Top of INFORMATION PROVIDED
PR #388, opened 2020-12-02
Prevent PHP 8 from outputting fatal error when calling fsockopen()

jtraulle:
Since PHP 8, @ Error Suppression operator does not silent fatal errors anymore.
See https://php.watch/versions/8.0/fatal-error-suppression for more.

This change prevent PHP 8 from outputting
Warning Error: fsockopen(): Unable to connect to 127.0.0.1:9515 (Connection refused)

### DIFF
--- a/src/ProcessManager/WebServerReadinessProbeTrait.php
+++ b/src/ProcessManager/WebServerReadinessProbeTrait.php
@@ -29,7 +29,10 @@ trait WebServerReadinessProbeTrait
      */
     private function checkPortAvailable(string $hostname, int $port, bool $throw = true): void
     {
-        $resource = @fsockopen($hostname, $port);
+        $current_state = error_reporting();
+        error_reporting(0);
+        $resource = fsockopen($hostname, $port);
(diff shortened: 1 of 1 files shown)


src/ProcessManager/WebServerReadinessProbeTrait.php
```diff
@@ -29,7 +29,10 @@ trait WebServerReadinessProbeTrait
      */
     private function checkPortAvailable(string $hostname, int $port, bool $throw = true): void
     {
-        $resource = @fsockopen($hostname, $port);
+        $current_state = error_reporting();
+        error_reporting(0);
+        $resource = fsockopen($hostname, $port);
+        error_reporting($current_state);
```
dunglas, line 35:
```suggestion
        $currentState = error_reporting();
        error_reporting(0);
        $resource = fsockopen($hostname, $port);
        error_reporting($currentState);
```

dunglas (changes requested):

dunglas:
Thanks @jtraulle

PR #389, opened 2020-12-02
Add composer script to easily update drivers

dbrekelmans:
Adds a `composer update-drivers` script to update the chromedriver and geckodriver binaries to the latest version. Also suggests [dbrekelmans/bdi](https://github.com/dbrekelmans/bdi) to users if they don't want to use the latest drivers.

You could add this as a CI job to run periodically and automatically commit the new binaries, which would remove some maintenance for you.

This is a first step, but the end goal is still https://github.com/symfony/panther/pull/358#issuecomment-716663609


kbond:
This library is indeed useful, Panther isn't currently testing on PHP 8 but what's the status of https://github.com/dbrekelmans/browser-driver-installer/issues/39?

dunglas:
Nice! Shouldn't we remove the binary included in this repo and recommend using the command if there is no existing global install of ChromeDriver/Geckodriver? WDYT @nicolas-grekas @fabpot?

dbrekelmans:
> This library is indeed useful, Panther's CI isn't currently testing on PHP 8 but what's the status of https://github.com/dbrekelmans/browser-driver-installer/issues/39?

I have not yet tested it on PHP 8, but I suppose it will be compatible with no or minor changes. Needs a PR to add CI on PHP 8 and change the composer.json and fix anything that breaks.

It also needs some changes for PHP 7.1 compatibility unless panther drops support for 7.1.

I might look into it this weekend, but open for PRs of course!

dbrekelmans:
> Nice! Shouldn't we remove the binary included in this repo and recommend using the command if there is no existing global install of ChromeDriver/Geckodriver? WDYT @nicolas-grekas @fabpot?

I thought maybe to leave them in now as a fallback until the tool is proven to be stable enough to be fully relied on.

chromedriver-bin/update.sh
```diff
@@ -1,22 +0,0 @@
-#!/usr/bin/env bash
```
nusje2000, line 1: Since we are only suggesting the installation of the bdi package, maybe we should keep this script for everyone who does not need the added features provided by the bdi package.

composer.json
```diff
@@ -48,6 +48,20 @@
...
+    "dbrekelmans/bdi": "^0.2"
+  },
+  "scripts": {
+    "update-drivers": [
+      "vendor/bin/bdi driver:chromedriver chromedriver-bin --os=windows",
+      "vendor/bin/bdi driver:chromedriver chromedriver-bin --os=macos && mv chromedriver-bin/chromedriver chromedriver-bin/chromedriver_mac64",
+      "vendor/bin/bdi driver:chromedriver chromedriver-bin --os=linux && mv chromedriver-bin/chromedriver chromedriver-bin/chromedriver_linux64",
+      "vendor/bin/bdi driver:geckodriver geckodriver-bin --os=windows",
+      "vendor/bin/bdi driver:geckodriver geckodriver-bin --os=macos && mv geckodriver-bin/geckodriver geckodriver-bin/geckodriver_mac64",
+      "vendor/bin/bdi driver:geckodriver geckodriver-bin --os=linux && mv geckodriver-bin/geckodriver geckodriver-bin/geckodriver_linux64"
```
nusje2000, line 61: Haven't tested this on windows yet, but if I'm correct, windows does not have a mv command, so this won't work on windows. Windows does have a `move <origin> <destination>` command.

nusje2000 (approved):

composer.json
dbrekelmans: This is a command for the panther maintainers, not end user. Therefor I doubt windows support is required

chromedriver-bin/update.sh
dbrekelmans: The package replaces exactly this update script. The "added features" are multi OS and browser support and some command line options

dbrekelmans:
@dunglas I'm having some issues supporting PHP7.1, especially with building the PHAR. It's more hassle than I think it's worth. What are the chances of panther dropping support for 7.1? It's been EOL for over a year now anyway: https://www.php.net/supported-versions.php and only 7.45% of people use it: https://blog.packagist.com/php-versions-stats-2020-2-edition/

dunglas:
@dbrekelmans Symfony 5 requires PHP >=7.2.5, so I'm fine with dropping PHP 7.1.

dbrekelmans:
I don't think the CI failures are related to this PR.

Issue #393, opened 2020-12-09
DomCrawler/Crawler.php throws "Required Param after Optional" Error in PHP8


hawkinbj:
Immediately crashes because Crawler.php constructor looks like this:
![Screen Shot 2020-12-09 at 3 08 48 PM](https://user-images.githubusercontent.com/952976/101695064-49bf1480-3a31-11eb-8aab-6b04078f45c6.png)

While the param $elements is typed, it's default value is [], which causes the error to be thrown. If it were null, no problem. 

More info here: https://php.watch/versions/8.0/deprecate-required-param-after-optional

nicolas-grekas:
Can you please send a PR?

hawkinbj:
https://github.com/hawkinbj/panther/tree/FIX-%23393

PR #394, opened 2020-12-13
[FIX] DomCrawler/Crawler.php throws "Required Param after Optional" Error in PHP8 #393

hawkinbj:
Change empty array default param to null to support PHP8 deprecation of non-null optional params.

### DIFF
--- a/src/DomCrawler/Crawler.php
+++ b/src/DomCrawler/Crawler.php
@@ -34,7 +34,7 @@ final class Crawler extends BaseCrawler implements WebDriverElement
     /**
      * @param WebDriverElement[] $elements
      */
-    public function __construct(array $elements = [], WebDriver $webDriver, ?string $uri = null)
+    public function __construct(array $elements = null, WebDriver $webDriver, ?string $uri = null)
     {
         $this->uri = $uri;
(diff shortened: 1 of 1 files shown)


src/DomCrawler/Crawler.php
```diff
@@ -34,7 +34,7 @@ final class Crawler extends BaseCrawler implements WebDriverElement
     /**
      * @param WebDriverElement[] $elements
      */
-    public function __construct(array $elements = [], WebDriver $webDriver, ?string $uri = null)
+    public function __construct(array $elements = null, WebDriver $webDriver, ?string $uri = null)
```
dunglas, line 37: This doesn't look good to me. It Should be:
```suggestion
    public function __construct(array $elements = [], ?WebDriver $webDriver = null, ?string $uri = null)
```

dunglas (changes requested):

src/DomCrawler/Crawler.php
hawkinbj: See #393

dunglas (approved):

dunglas:
Thank you @hawkinbj

PR #402, opened 2021-01-10
docs: Accessing Browser Console Logs

### LINKED ISSUE #339: Add support to access the browser's console
If you're running Chrome inside a container, it's hard to view its Devtools (haven't found a way yet).

What would be better is to give the developer access to the console log, being able to directly inspect the errors (and later even assert against them).

See
https://github.com/php-webdriver/php-webdriver/issues/570#issuecomment-438640578

dunglas:
Closes #339.

### DIFF
--- a/README.md
+++ b/README.md
@@ -179,7 +179,7 @@ class E2eTest extends PantherTestCase
 
 To run this test:
 
-    phpunit tests/E2eTest.php
+    bin/phpunit tests/E2eTest.php
 
 ### A Polymorphic Feline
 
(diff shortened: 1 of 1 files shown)


cookieguru:
This seems to be specific to ChromeDriver; any ideas for geckodriver?

dunglas:
@cookieguru no, GeckoDriver doesn't implement this feature (which isn't part of the W3C WebDriver spec). See https://github.com/mozilla/geckodriver/issues/330.

PR #413, opened 2021-02-03
feat: add missing type hints

dunglas:


src/DomCrawler/Field/FormFieldTrait.php
```diff
@@ -34,24 +34,27 @@ public function __construct(WebDriverElement $element)
...
     public function getValue()
     {
         return $this->element->getAttribute('value');
     }
 
-    public function isDisabled()
+    public function isDisabled(): bool
     {
-        return $this->element->getAttribute('disabled') ?? false;
+        return null === $this->element->getAttribute('disabled') ? false : true;
```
Bottom of INFORMATION PROVIDED
= TASK PROMPT =
Which lines above include the string "throws"? Show them.

= OUTPUT FOR THIS TASK =
DomCrawler/Crawler.php throws "Required Param after Optional" Error in PHP8
[FIX] DomCrawler/Crawler.php throws "Required Param after Optional" Error in PHP8 #393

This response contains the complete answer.